Prior to that, Junqueira district was already a bustling fishing quarter. As the 19th century moved in, and beach therapy became popular with the elites, Junqueira became a bourgeois shopping street.

In the late 19th century and under the visions of David Alves, when Póvoa de Varzim was already a prosperous beach resort, sections of the urbanized area, which didn't grow in an orderly way, were demolished to give way for Mousinho de Albuquerque Avenue, linking Passeio Alegre Square to uptown's Dores Square (Largo das Dores), where mansions for the wealthy beach goers started being built. During the late 20th century, some of the mansions and Orfeão Poveiro music hall ruins were destroyed to give rise to multifamily homes. Despite its losses, Mousinho Avenue got a new character, it became a central business avenue and a rehabilitation program was done in the 21st century.

Around Rego Square, later David Alves square, appeared some of the most charismatic entertainment venues of Póvoa in the 19th century, the Hotel Luso-Brazileiro, the Chinês Saloon, Garrett Theater, among others.
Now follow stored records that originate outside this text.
PR #2635, opened 2026-08-27
Fix Tests tab refresh/sort and add remove-from-test-set

EmanueleDeRossi1:
## Purpose

Two user-reported bugs on a test set's Tests tab: a test assigned via the Assign drawer doesn't show up in the grid until you leave and re-enter the tab, and there was no way to remove a test from a test set once it was added.

## What Changed

- `GET /{test_set_identifier}/tests` now accepts `sort_by`/`sort_order` (was `order_by`/`order`), matching every other list endpoint and what the frontend actually sends. The old mismatched names meant sort requests were silently dropped and the endpoint always fell back to `created_at desc` — this was also the root cause of tests appearing unsorted.
- Migrated the Tests tab grid (`TestSetTestsGrid`) from a bespoke `BaseDataGrid` setup to the shared `EntityGrid` component, the same pattern already used by the main Tests page and the Annotations grid.
- Wired a `refreshTrigger` from the Assign flow down to the grid so a successful assign now triggers a real refetch instead of a no-op cache invalidation that nothing was subscribed to.
- Fixed the grid's column field names (`topic.name`, `requirement.name`, `category.name`) to match what the backend's sort whitelist actually accepts, and enabled real interactive server-side sorting (previously sorting was a client-only no-op against server-paginated data).
- Added a "Remove from test set" row action, backed by the existing (previously unused) `POST /test-sets/{id}/disassociate` endpoint — added the missing frontend client method and request/response types for it.

## Additional Context

None.

## Testing

- `tsc --noEmit`, ESLint, and Prettier all clean on the changed files.
- Full frontend Jest suite passes (248 suites / 2426 tests).
- Manually verified against a running dev instance: assigning a test now shows up in the grid immediately, column headers sort interactively against the server, and the new remove action successfully disassociates a test and updates the grid/count.

### DIFF
--- a/apps/backend/src/rhesis/backend/app/routers/test_set.py
+++ b/apps/backend/src/rhesis/backend/app/routers/test_set.py
@@ -510,8 +510,8 @@ def get_test_set_tests(
     response: Response,
     skip: int = 0,
     limit: int = 10,
-    order_by: str = "created_at",
-    order: str = "desc",
+    sort_by: str = "created_at",
+    sort_order: str = "desc",
     filter: str | None = Query(None, alias="$filter", description="OData filter expression"),
     db: Session = Depends(get_tenant_db_session),
     current_user: User = Depends(require_current_user_or_token),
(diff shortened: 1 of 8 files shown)


EmanueleDeRossi1:
Both suggestions don't apply: the param rename has no real caller (SDK and docs never used `order_by`/`order`), and `total_tests` is the size of the removal request, not the remaining test count. Using it would show `1` instead of the real total.

PR #2657, opened 2026-08-30
fix(features): document the no-tenant-context route and cover the no-org path

### LINKED ISSUE #2653: Align get_current_organization_optional with tenant-context org resolution
## Summary

`get_current_organization_optional` resolves the caller's organization from `current_user.organization_id` using a non-tenant-scoped session, while `get_current_organization` resolves it from `get_tenant_context`. Two dependencies answer the same question by different routes, and `GET /features` switched from one to the other.

## Background / Context

Found while fixing nine `GET /features` test failures on `release/v0.14.0` (branch `fix/features-tests-mocked-org`). The endpoint moved to `get_current_organization_optional` so it can degrade gracefully for users mid-onboarding instead of returning 403. `tests/backend/routes/test_features.py` stubbed the tenant pair but not `get_db_session`, so a `Mock` organization id reached Postgres and psycopg2 rejected the UUID cast. The fixture is fixed on that branch, but the divergence is what let the drift go unnoticed.

`get_current_organization`'s docstring states the invariant the other one does not follow:

> the organization id always comes from the authenticated tenant context, never user-supplied input

There is a second, sharper inconsistency. `test_license_info_reflects_org` asserts that the license provider is "always called with the org, never None", while the endpoint now passes whatever the optional dependency returns, which is `None` for a user with no org yet. `FeatureRegistry.license_info(org=None)` and `QuotaRegistry.get_limits(None)` are both reachable in that state, and nothing covers it.

Note that `apps/backend/src/rhesis/backend/app/routers/features.py` currently differs between `main` and `release/v0.14.0`, so this needs attention when the release branch merges back, in whichever direction that resolves.

## Goals

- One documented way to resolve the caller's organization, whether or not an org exists yet.
- Settle whether `license_info` / `get_limits` may receive `None`, and make the test and the endpoint agree.

## Deliverables

- Either `get_current_organization_optional` reworked to take the org id from the tenant context, or a comment at the definition explaining why it cannot (for example, the tenant-scoped session being unusable before an org exists).
- A test covering `GET /features` for a user with no organization, which is currently untested.

- [ ] Both dependencies agree on where the organization id comes from, or the difference is documented where they are defined.
- [ ] The no-org path has a test, and the `never None` expectation is either enforced or dropped deliberately.
- [ ] Backend suite green on `release/v0.14.0`.

feiiiiii5:
## Root Cause

`get_current_organization` and `get_current_organization_optional` answer the same question ("which org is the caller in?") by different routes: the strict one goes through `get_tenant_context` (403-ing org-less users by design), the optional one reads `current_user.organization_id` on a plain session — and nothing at the definitions explained why, or whether the org id could be user-supplied. The divergence surfaced in `GET /features` (issue #2653): the endpoint degrades gracefully for mid-onboarding users, but `test_license_info_reflects_org` asserts the license provider is "always called with the org, never None", and the no-org path had no test at all.

## Fix

Take the **document-the-difference** route (the optional variant cannot route through the tenant context — mid-onboarding users are exactly its constituency, and `get_tenant_context` raises 403 when `organization_id` is missing):

- `get_current_organization_optional` now documents why the tenant-context route is unavailable, and why the security invariant on `get_current_organization` still holds in substance: the org id comes from the same authenticated user record (both dependencies deduplicate `require_current_user_or_token`), never from user-supplied input; the plain session is safe because the lookup is a primary-key read, not a tenant-filtered query.
- Documents that downstream consumers accept `None` by design (default providers answer it with the community/free-tier state).

## Test

- [x] New `test_no_org_degrades_to_community`: a user with `organization_id=None` calls `GET /features` → 200, `license == {"edition": "community", "licensed": False}`, `enabled == []`, `warnings == {}`, `limits == limits_to_wire(FREE_TIER_LIMITS)`; `get_tenant_context` is intentionally left un-overridden to prove the route never reaches it. (No local Docker — validated by CI on this PR with the real Postgres service.)
- [x] `test_license_info_reflects_org` (org-bearing path) unchanged and still green — the "never None" invariant stays enforced for the with-org path; the no-org path is now explicitly the designed `None` behavior.

## Diff scope

2 files, +55/−5: dependency docstring + one test. No runtime behavior change.

## AI Disclosure

AI-assisted implementation and test authoring; the design decision (document-the-difference rather than rework, per the issue's own option framing), the None-behavior analysis of `DefaultLicenseProvider`/`DefaultQuotaProvider`, and the final diff were human-reviewed before submission.

## Not PR-related failures

None expected; the route tests run against the CI Postgres service (no local Docker available for a pre-run).

Fixes #2653

### DIFF
--- a/apps/backend/src/rhesis/backend/app/dependencies.py
+++ b/apps/backend/src/rhesis/backend/app/dependencies.py
@@ -337,8 +337,18 @@ def get_current_organization_optional(
     degrade gracefully for users mid-onboarding (no org created yet)
     instead of 403-ing.
 
-    Uses a plain (non-tenant-scoped) session since we only read the org
-    by primary key, not run tenant-filtered queries.
+    Why this cannot resolve the org through the tenant context (see
+    :func:`get_tenant_context`): users mid-onboarding are exactly the
+    constituency here, and the tenant context raises 403 when
+    ``organization_id`` is missing -- routing through it would reintroduce
+    the 403 this dependency exists to avoid. The org id still comes from the
+    same authenticated user record (both dependencies deduplicate
+    ``require_current_user_or_token``), never from user-supplied input, so
+    the security invariant documented on :func:`get_current_organization`
+    holds in substance. The plain (non-tenant-scoped) session is safe
+    because we only read the row by primary key, not run tenant-filtered
+    queries. Downstream consumers accept ``None`` by design: the default
+    providers return the community/free-tier state for an org-less user.
     """
     if not current_user.organization_id:
         return None
--- a/tests/backend/routes/test_features.py
+++ b/tests/backend/routes/test_features.py
@@ -22,7 +22,7 @@ from rhesis.backend.app.features import (
 )
 from rhesis.backend.app.main import app
 from rhesis.backend.app.models.organization import Organization
-from rhesis.backend.app.quota import QuotaResource
+from rhesis.backend.app.quota import FREE_TIER_LIMITS, QuotaResource, limits_to_wire
 
 _TEST_ORG_ID = UUID("00000000-0000-0000-0000-000000000000")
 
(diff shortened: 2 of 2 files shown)


harry-rhesis (commented):
Thanks for the clean PR, @feiiiiii5. Two files, clear scope, good test coverage of the no-org path. Two suggestions:

**1. Dead `org_stub` setup (conciseness)**

`org_stub` and `db_stub.get.return_value = org_stub` in `test_no_org_degrades_to_community` are never reached. `organization_id=None` causes `get_current_organization_optional` to return `None` before `db.get()` is called. Removing those two lines makes the test's actual coverage (the early-return path) immediately obvious.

Centering the plaza, the Chinês Saloon appeared in 1882 and became popular all over the country and the most famous casino of Póvoa alongside Café David. The elites could listen to music, see shows with Spanish dancers, meet in tertulia and play roulette.

Old bourgeois area par excellence, with the increasing business importance of Junqueira and Praça do Almada, whose spaces had been taken for tertiary activities such as shops and offices, in such a way that, today, only few people live in the most central areas of the city.